SIGBPS AOI: Business Intelligence in E-Commerce

Track Chairs:

Qiang Wei (Tsinghua University)
Junjie Wu(Beihang University)

Track Description:

The advent of E-Commerce and its ubiquitous penetration to our daily life have reshaped the business world drastically. Business intelligence, turning the sheer volume of data gathered from E-Commerce processes into actionable business insights, has become a critical factor for the success of E-Commerce. In recent years, with the explosion of social media and its close interaction with E-Commerce, business intelligence has been further adapted to handle the significant challenges from the so-called big data. This track aims to bring together people from both academia and industry to present their most recent work related to business intelligence and E-Commerce, and exchange ideas and thoughts in order to advance this exciting joint area. We invites high-quality, original papers describing applications of data mining and knowledge discovery to E-Commerce, as well as applied and fundamental research addressing data mining issues particular to these areas.

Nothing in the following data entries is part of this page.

PR #6985, opened 2016-11-08
Tag Mimi v0.2.1 [https://github.com/anthofflab/Mimi.jl]

davidanthoff:
This should fix the current package test failures.

### DIFF
--- a/Mimi/versions/0.2.1/requires
+++ b/Mimi/versions/0.2.1/requires
@@ -1,0 +1,6 @@
+julia 0.4
+DataStructures
+Distributions
+DataFrames
+Documenter
+Compat 0.8.6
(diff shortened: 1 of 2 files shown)


tkelman:
Looks like this fails on travis with `setbestguess` not defined?

davidanthoff:
That is just a problem on master. [Here](https://travis-ci.org/anthofflab/Mimi.jl/builds/174560966) is the travis build that corresponds to the version tagged here.

The master travis build is also passing [now](https://travis-ci.org/anthofflab/Mimi.jl/builds/174561582) but we won't tag a new version from that for a while.

tkelman:
Ah my mistake, sorry for misreading that.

Problems of interest include, but not limited to: recommender systems, social media computing and social network analysis, sentiment discovery and opinion mining, online advertising and internet economy, mobile computing and location-based services, big data analytics and cloud computing, integration of E-Commerce systems and data warehousing, customer segmentation and profiling, fraud detection and network security, privacy-preserving data mining, clickstream mining, text mining, and BI cases in E-Commerce.